A word about the language should not be missed. Sanskrit, the language of ancient Kashmiris had lost its status with the passage of time. Owing to various reasons, it had degenerated into a local dialect (Kashmiri), which retained a large portion of Sanskrit vocabulary albeit mostly corrupted and deformed. Towards the last phase of Hindu rule, the Brahmans and the literati in Kashmir had evolved the Sharada script to represent the spoken language. This script originated from the Sanskrit script but after making some necessary changes in the alphabet, Sharada was claimed to represent the broken and half broken vowels of Kashmiri dialect.

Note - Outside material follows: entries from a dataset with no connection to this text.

Issue #2628, opened 2016-02-15
LDAP Search failed unexpectedly


kop:
Hi,

I'm trying to configure Gogs to use LDAP service from [JumpCloud](https://jumpcloud.com/) and having the following error during the auth:

```
2016/02/15 18:19:18 LDAP will use BindDN.
2016/02/15 18:19:18 Search for LDAP user: <username>
2016/02/15 18:19:18 Bound as BindDN uid=<bind username>,ou=Users,o=<organization ID>,dc=jumpcloud,dc=com
2016/02/15 18:19:18 Searching using filter (&(objectClass=inetOrgPerson)(uid=<username>))
2016/02/15 18:19:18 Binding with userDN: uid=<username>,ou=Users,o=55fcb6467ff1ab131d018642,dc=jumpcloud,dc=com
2016/02/15 18:19:18 Bound successfully with userDN: uid=<username>,ou=Users,o=<organization ID>,dc=jumpcloud,dc=com
2016/02/15 18:19:18 ...gogs/models/login.go:246 LoginUserLDAPSource()] [E] LDAP Search failed unexpectedly! (0 entries)
```

Can't really understand what does this mean.

And here is the config I'm using:

![gogs-auth](https://cloud.githubusercontent.com/assets/645148/13059605/058522ea-d434-11e5-96df-3e4710efb219.png)

Unknwon:
Hi, I think it means nothing return/found by the information you provide.

Unknwon:
cc @SergioBenitez @nanoant

kop:
@Unknwon, I thought about this too, however it looks strange because it says that it's binded to userDN. No user data found (like first name, last name, etc)? But it should be there and I'm using all field names provided by JumpCloud support.

Unknwon:
I think you would have to take a screenshot of your config first..

kop:
Sure, config is added.

Unknwon:
Thanks! I don't know LDAP very well, we'll wait who knows better come to help. :sweat:

nanoant:
@Unknwon this is something else, because user lookup using BindDN succeeds, but then we Gogs tries to bind the user and using his/her password then it queries again for the user attributes in `modules/auth/ldap/ldap.go:154`. For some reason this query does not return anything.

@kop It looks like your server does not return anything on user asking for his/her own attributes, which is weird. Thoughts!?

Unknwon:
@nanoant ah, good to learn!

[...]

PR #2634, opened 2016-02-16
LDAP: Fetch attributes in Bind DN context

nanoant:
This is follow up for #2628 introducing option to fetch attributes in Bind DN context and making Gogs compatible with JumpCloud security pattern.

I have also added extra improvement to use single connection for BindDN mode, instead 2 connection. Since LDAP proto allows sending 2 bind requests within same connection.


modules/auth/ldap/ldap.go
```diff
@@ -124,33 +125,28 @@ func (ls *Source) SearchEntry(name, passwd string, directBind bool) (string, str
...
-		return "", "", "", "", false, false
-	}
-	defer l.Close()
-
-	log.Trace("Binding with userDN: %s", userDN)
-	err = l.Bind(userDN, passwd)
-	if err != nil {
-		log.Debug("LDAP auth. failed for %s, reason: %v", userDN, err)
-		return "", "", "", "", false, false
+	if directBind || !ls.AttributesInBind {
```
Unknwon: Looks like exactly same `if` block occurs twice?

nanoant: @Unknwon No its not. These 2 block have opposite condition `if directBind || !ls.AttributesInBind` vs `if !directBind && ls.AttributesInBind`. I could move out their body to some `bindUser` helper proc, but this wouldn't reduce code much.

Unknwon: I suggest you use a helper function `bindUser`, and I do not quite understand this part why they have opposite conditions?

nanoant: Because `bind` changes the authentication context in LDAP connection, if we bind user before looking up & fetching attributes then this lookup is done in user context, if we bind user after, then the fetch is done in BindDN context. Which is anyway the subject of the commit.

Anyway I'll try to improve readability of this code part and I'll update the PR.

nanoant:
@Unknwon I have factored out `bindUser` helper func and added some 2 extra comments. Lemme know if now it looks more clear.

Unknwon:
Thanks, just to confirm, these changes do not break compatibilities of LDAP at least on your workflow?

nanoant:
@Unknwon Yes, it does not break my workflow. Moreover the default `AttributesInBind` is false, which is the current Gogs behavior. So it won't affect current users.
If you want to test it yourself here's some simple LDAP server written in Go for testing purposes: https://github.com/nanoant/ldaptestserver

Thus in last two or three centuries of Hindu rule, Sharda was in fair use among the literate people.

 

With the advent of Islam, Sanskrit language was replaced with Farsi, and Sharada with Arabic script. For some time in the beginning, the use of bilingual scripts continued but ultimately Sharada was pushed out. Replacement of Sanskrit with Farsi was a direct onslaught on Kashmiri dialect, which had become popular around the time of arrival of the Muslims. Though local Muslim intelligentsia borrowed a large number of Arabic and Farsi words to enrich Kashmiri dialect, yet since Farsi was the official language, Kashmiri dialect had no chance of assuming the status of written official language. At the same time to the great consternation of neo-Muslim intellectual class, Arabic script was totally inadequate to represent peculiar Kashmiri sounds and vowels. They would not revise Arabic script, as that would be nothing short of sacrilege (Arabic is the script in which the Quran has been written), and they were loath to revert to Sharada script as that would mean reviving infidelity (to use the script of the infidels). Stuck between the two, Kashmiri language got stifled and was pushed to the background. It is no argument that lakhs of Kashmiris are speaking Kashmiri dialect. It may be so but it is incapable of producing any literature of merit. The power of a language should be examined in its ability to write history, which is totally absent in the case of Kashmiri.

 

To sum up this long exposition, we find that mediaeval Kashmir historians were mostly propagators of a new faith, which was not of local origin but imported by missionaries who, in turn, had been converted earlier in point of time. The true story of conversion of local people has remained untold. However, some insights are now available. Feudal system of Hindu period continued unchanged under the Sultans. Kashmir peasantry remained a neglected lot. In due course of time, the foreigners dominated the indigenous people and thus a superstructure of traditional Kashmirian society came into being. In these cataclysmic socio-political changes, the greatest loss to Kashmir was crippling the potential of their language and denying it a scientific script.

 

The End.

 

(The author is the former Director of the Centre of Central Asian Studies, Kashmir University, Srinagar).